会社員と両立して始める声の指導

やり方リク監修: 上野目 泰之3

会社をやめなくても、声を教える学びは夜や休日から始められます。平日と休日の時間の使い分け、まず学びたいことまで、両立の進め方を具体的に案内します。

結論:会社をやめずに、夜と休日から学べます

声を教える準備は、会社で働きながら進められます。理由は、はじめが「生徒集め」ではなく「自分が学ぶ」段階だからです。

たとえば平日は通勤の20分で発声の本を読み、週末に2時間だけ練習する。この程度のペースでも、半年あれば土台はつくれます。仕事が忙しい週でも、学びは自分の都合に合わせられます。

平日と休日で学びを分ける

時間がそろわない日でも続けられます。すきま時間と、まとまった時間で役割を分けてみましょう。

  • 平日の夜(15〜30分):声のしくみを動画や本でインプット
  • 休日(1〜2時間):自分の声を録音し、聞き返して気づきをメモ
  • 月に一度:学んだことを誰かに説明し、伝わるか試す

ポイントは、毎日やろうとしないことです。週に合計3時間でも、続けばしっかりした積み重ねになります。

まず学びたい3つのこと

どこから手をつけるか迷ったら、この順で十分です。

  1. 呼吸と姿勢 — 息の支え方や立ち方が、声の安定につながります
  2. 共鳴と響き — 声がどこで響くかを、自分の耳でたしかめます
  3. 伝え方 — 感じたことを、相手に分かる言葉へ言いかえる練習です

専門用語は、後からで構いません。まず自分の声で実感することが、人に教えるための土台になります。

国家資格はありません

声の指導に、国の資格はありません。「資格がないと教えられない」というルールは存在しないのです。だから、資格のあるなしで迷わなくて大丈夫です。

大切なのは、声の出る仕組みを知り、相手に届く言葉で伝える力です。
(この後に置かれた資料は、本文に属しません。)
Issue #548, opened 2026-07-20
Extract shared per-trial provisioning bracket (ProvisioningTrialExecutor / run_trial)


CiroGamboa:
## Context

Surfaced while planning #537. Two consumers now need the per-trial substrate lifecycle bracket (`provision` → `await_ready` → `endpoints` → `teardown`), with **different** error-handling policies:

- `ProvisioningTrialExecutor.execute` (`trial_executor.py:132-186`) **swallows** `ProvisionError` and returns a synthesised `PROVISION_ERROR` `TrialResult` — correct for a batch run (one bad trial must not kill the run).
- `tolokaforge.run_trial(...)` (#537) must **raise** `ProvisionError` per ADR-0019 § Surface 2 — a single-trial library call.

To avoid `run_trial` duplicating ~12 lines of the bracket, extract the lifecycle into one shared helper parameterised by an explicit error-handling policy (raise vs. synthesise), so both consumers share the provision/teardown sequence.

## Out of scope

#537 ships with a small inline bracket in `run_trial`; this issue is the DRY cleanup once both consumers exist.

P3 (cleanup / deferred).

Issue #547, opened 2026-07-20
Public task-loader helper (tolokaforge.load_task) for the library surface


CiroGamboa:
## Context

ADR-0019 (§ Surface 2) defers task-file loading as "a separate concern"; `tolokaforge.run_trial(...)` (#537) consumes an already-built `TaskConfig`. Today the only way a downstream harness obtains a `TaskConfig` from a task pack on disk is to reach into `NativeAdapter` internals (`adapter.get_task(task_id)`), which is not part of the published API.

## Proposal

Add a small public loader — e.g. `tolokaforge.load_task(path) -> TaskConfig` (or `load_tasks(glob)`) — that loads + validates a task pack and returns a `TaskConfig` carrying its source directory (the `_source_dir` locator #537 stamps in `load_task_yaml`). This completes the `run_trial` "no config file, no CLI" ergonomics: `import tolokaforge; run_trial(task=tolokaforge.load_task(...), models=...)`.

## Out of scope

The `run_trial` entry itself (#537) — it works today with a `TaskConfig` obtained via the adapter; this issue is the ergonomic public wrapper.

Milestone #13 follow-up (surfaced while planning #537).

CiroGamboa:
Closed by #605 (PR #617): the public `tolokaforge.runner.load_task(path)` helper is the promised task-loader entry, so external drivers no longer need the private `tolokaforge.adapters._task_loader` import.

PR #549, opened 2026-07-21
feat(runtime): top-level tolokaforge.run_trial(...) library entry point (#537)

### LINKED ISSUE #537: feat(runtime): top-level tolokaforge.run_trial(...) library entry point

CiroGamboa:
## Summary

- Ship `tolokaforge.run_trial(...)` (frozen ADR-0019 § Surface 2 signature) — a top-level, keyword-only library entry that runs one trial in-process and returns the existing `TrialResult`. Downstream harnesses can now `import tolokaforge; tolokaforge.run_trial(task=..., models={"agent": ...})` instead of reconstructing `Orchestrator` + `RunConfig` + `TaskConfig` + the artifact-writer wiring.
- Composes through the #536 entry-point registries: `runtime="auto"` (default) delegates to task-driven selection (mirrors the CLI); an explicit registry name forces a backend. `grader` / `conductor` accept any registered name. `output_dir=None` writes nothing to disk (library-shape property).
- The three ADR-named error types (`UnknownImplementationError` / Pydantic `ValidationError` / `ProvisionError`) all raise loudly — `run_trial` catches nothing.

## Design choices

- **`TaskConfig._source_dir` PrivateAttr as the adapter/task-pack bridge.** The frozen ADR signature carries no `task_dir` parameter, but the native adapter resolves task assets from the on-disk pack dir. The bridge is a non-serialising `PrivateAttr` locator on `TaskConfig`, stamped by `load_task_yaml` (definition in `_task_loader.py`, so every consumer of the loader — `NativeAdapter.get_task`, `cli/main.py`, `cli/adapter_commands.py` — inherits it). `run_trial` reads it via a new `NativeAdapter.register_preloaded_task(task, task_dir)` helper that seeds `_task_files` / `_task_roots` / `_tasks` so the single-task adapter resolves assets identically to a normally-discovered adapter — no filesystem re-glob. Alternative (widen the signature with a `task_dir` param) is forbidden by the locked ADR.
- **Internal `_RunTrialModels` Pydantic gate on `models=` (extra=forbid, required `agent`, optional `user`/`judge`).** Neither natural implementation of the ADR-named `ValidationError` contract works otherwise: `RunConfig.models` is a plain `dict[str, ModelConfig]` with no required-key validator, and the orchestrator's own missing-agent path raises a bare `ValueError`. The gate makes missing `agent`, malformed value, AND unexpected role keys all raise `ValidationError` before any registry/backend work. The composed `RunConfig.models` the conductor sees stays the plain dict — no leakage of the gate model.
- **Inline provision bracket, not `ProvisioningTrialExecutor`.** The executor swallows `ProvisionError` and synthesises a `PROVISION_ERROR` `TrialResult` — correct for a batch run (one bad trial can't kill 1000), wrong for a single-trial library call whose contract is to raise. `run_trial` runs its own `provision → await_ready → endpoints → conductor.run → teardown (finally)` — 12 lines — that lets `ProvisionError` propagate. Success-path result is byte-identical to what the executor returns (its extra `metrics.yaml` amendments and per-service-log capture mutate disk only, never the returned object). Shared-bracket extraction filed as #548.
- **`runtime="auto"` intercepted before the registry lookup** (`auto` is a reserved parameter value, NOT a registrable name — matches ADR § Surface 2). Maps to `"per_trial"` when `task.environment_manifest.requires_per_trial` else `"shared"`, mirroring `_select_backend_from_tasks`.
- **`output_dir=None` → `InMemoryArtifactWriter`.** No filesystem side effects — the library-shape property. A sentinel `Path("run_trial")` satisfies the conductor's `Path` requirement but is never materialised (locked by test).
- **Run-level `close()` guaranteed in a `finally`** (fixed during review). Pairs the existing `connect()` at the same level, matching the `Orchestrator` lifecycle. Without it, every `run_trial` call leaked a gRPC channel (and every manifest-declared task also leaked a Docker compose stack + temp dir). Strictly stronger than the orchestrator's own pattern, which closes at method end rather than in a `finally`.

## Concepts introduced

- **`tolokaforge.run_trial(...)`** — the frozen keyword-only library entry, exported lazily via `tolokaforge/__init__.py`. Reference docstring lives on the function.
- **`TaskConfig._source_dir`** — internal Path locator; non-serialising `PrivateAttr` with a `source_dir` read accessor. Not a compatibility-surface change (invisible to `model_dump()` / schema / YAML round-trip). Stamped by `load_task_yaml`.
- **`NativeAdapter.register_preloaded_task(task, task_dir)`** — public seam that seeds one task into an adapter so its asset methods resolve without filesystem glob. Used by `run_trial`'s single-task adapter; also available to any downstream harness.
- **Internal `_RunTrialModels`** — private Pydantic model that gates `models=` coercion so the ADR-named `ValidationError` fires for missing `agent`, bad shape, or unexpected role.
- **Follow-up `#547` for a public `tolokaforge.load_task(...)`** — the ADR-deferred task-file loader; would remove the last "import an internal helper" in the executable example.

## Plan

The staged plan lives at `~/.claude/plans/toloka-tolokaforge/issue-537-run-trial-library-entry.md`. Three stages, one commit each, targeting the milestone integration branch `feat/runtime-independence-v1`.

**Stage 1** — `8682389` — `TaskConfig._source_dir` PrivateAttr + `source_dir` accessor; `load_task_yaml` stamps the resolved task dir at the loader definition (so all three consumers inherit it); `NativeAdapter.register_preloaded_task(task, task_dir)` helper that seeds `_task_files` / `_task_roots` / `_tasks` (short-circuits `_discover_tasks`). Unit tests lock: (a) PrivateAttr absent from `model_dump()` / schema; (b) loaded tasks carry `_source_dir` matching `_detect_task_root` (flat + shared-domain layouts); (c) a pre-loaded stamped `TaskConfig` produces a `TaskDescription` and `GradingConfig` equal to a normally-discovered adapter over the same fixture pack.

**Stage 2** — `2258bad` — `tolokaforge/core/run_trial.py` with the ADR-frozen keyword-only signature; `_RunTrialModels` gate raising `ValidationError` for missing `agent` / bad shape / unexpected role key; `auto` interception mirroring `_select_backend_from_tasks`; registry lookups via `load_runtime_backend` / `load_trial_grader` / `load_conductor` with the full `RuntimeBackendBuildContext` / `TrialGraderContext` / `ConductorContext` (all 11 required fields on the last, including `verbose=False` / `strict=False` per Stage-2 review); `InMemoryArtifactWriter` for `output_dir=None` (sentinel `Path("run_trial")` never materialised); inline provision bracket. Lazy export via `tolokaforge/__init__.py`'s `_lazy` map + `__all__`. `docs/API.md` extended with a `run_trial` section (frozen signature, `TrialResult` return, three named error types, `runtime="auto"`, `output_dir=None`). `CHANGELOG.md` gets one `Unreleased/Feat` entry. Canonical composition-equivalence test (`InMemory` + `InMemoryConductor`, no Docker/LLM, every PR); unit tests cover error contract + `auto` selection + no-disk-when-None.

**Stage 3** — `1c4a436` — `tests/integration/test_run_trial_e2e.py` locks real-agent-loop parity (`runtime="shared"` + `conductor="in_process"` against a live runner + real LLM), asserting `run_trial`'s `trajectory.status` / `grade.binary_pass` / `grade.score` / `final_env_state` match what `Orchestrator` persists for the same task + models. Skip-guarded on Docker + runner reachability + `SecretManager` LLM key (never raw `os.environ` for the credential). Integration tier (push/nightly/gate lane, not every PR). Executable `examples/library/run_trial.py` + README + one-line `README.md` update + short `docs/RUNTIME_BACKENDS.md` subsection under the #536 "Plug-in extension points" material.

**Corrective commit** — `ca7950f` — resource-leak fix: wrapped `_execute_trial(...)` in `try/finally` so `runtime_backend.close()` fires on the happy path AND every exception path. Two new `TestBackendLifecycle` unit tests lock it (happy path → `close_calls == 1`; conductor raises → `run_trial` re-raises AND `close_calls == 1`). Reviewer's original round-1 🟠.

## Discovered issues

- Filed:
  - **#547** (P2, `enhancement`) — Public `tolokaforge.load_task(...)` helper. ADR-0019 defers task-file loading as "a separate concern"; #537 assumes the caller already has a `TaskConfig` (obtained today via `load_task_yaml` from `tolokaforge.adapters._task_loader`). #547 completes the library ergonomics so a downstream harness doesn't have to import an internal helper.
  - **#548** (P3) — Extract shared per-trial provisioning bracket for `ProvisioningTrialExecutor` (swallow-and-synthesise semantics) and `run_trial` (raise semantics) so the two consumers share one lifecycle with an explicit error-handling policy instead of `run_trial` duplicating ~12 lines.
- Fixed in this PR: the run-level `runtime_backend.close()` leak in `ca7950f`, surfaced by reviewer round 1.

## Test plan

- **Unit** (every PR): `uv run pytest tests/unit/test_run_trial.py tests/unit/test_task_config_source_dir.py tests/unit/test_native_adapter_domain.py -m unit`.
- **Canonical** (every PR): `uv run pytest tests/canonical/test_run_trial_composition.py -m canonical`.
- **Integration** (push / nightly / gate — needs `make docker-up` + an LLM key in `.env`): `scripts/with_env.sh uv run pytest tests/integration/test_run_trial_e2e.py -m integration`.
- **Import smoke** (every PR effectively — the lazy export path): `python -c "import tolokaforge; import inspect; print(inspect.signature(tolokaforge.run_trial))"` returns the ADR signature verbatim; `"run_trial" in tolokaforge.__all__`.
- **Example smoke**: `uv run python examples/library/run_trial.py` after `make docker-up` + an LLM key runs a real trial against `examples/native/tool_use`.
- **Boundary invariants inherited from #536** still green (no `orchestrator` import in any impl module).
- **Sharded review verdict:**
  - `reviewer-correctness` — APPROVE (round 1 raised the `close()` leak Major; fixed in `ca7950f`; round 2 APPROVE).
  - `reviewer-hygiene` — APPROVE (both rounds, 0 findings).
  - `reviewer-type-fit` — APPROVE WITH NITS (1 pre-existing repo-wide convention nit — lazy `__init__.__getattr__` hides signatures from static type-checkers; out of scope, applies to all 11 existing lazy symbols).

Closes #537


CiroGamboa:
`hygiene-review` failed as pre-existing infrastructure noise (same pattern as PR #546 → #531). Real CI (`lint`, `test-smoke`) both PASS. Our own sharded-reviewer round confirmed APPROVE across correctness/hygiene/type-fit. Merging per Failure-modes table.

これは、勤めながらでも身につけられます。

ただし、教える人は、体を診る立場ではありません。生徒に声の痛みや、声が出ない状態が2週間以上続くときは、無理をさせず耳鼻いんこう科の受診をすすめてください。ここを守ることが、信頼につながります。

会社員の毎日が、そのまま強みになる

これまでの仕事は、教える場で生きてきます。

  • 資料をまとめ、順序立てて説明してきた経験
  • 相手の話を最後まで聞く姿勢
  • 約束した時間を守る習慣

これらは、声を教える場でも役立ちます。回り道に見えた日々が、生徒の不安に寄りそう力になります。

ひとりで抱えこまない

声は目に見えません。だから、自分の練習が合っているか、ひとりでは見分けにくいものです。

学ぶ仲間や、相談できる相手を持つと、迷ったときに立ち止まれます。つまずきを共有できる場があると、続けやすくなります。

自分に合うかを、先に確かめる

勤めと両立できるとはいえ、向き不向きはあります。いまの生活で使える時間と、教えることへの気持ちを、いちど整理してみましょう。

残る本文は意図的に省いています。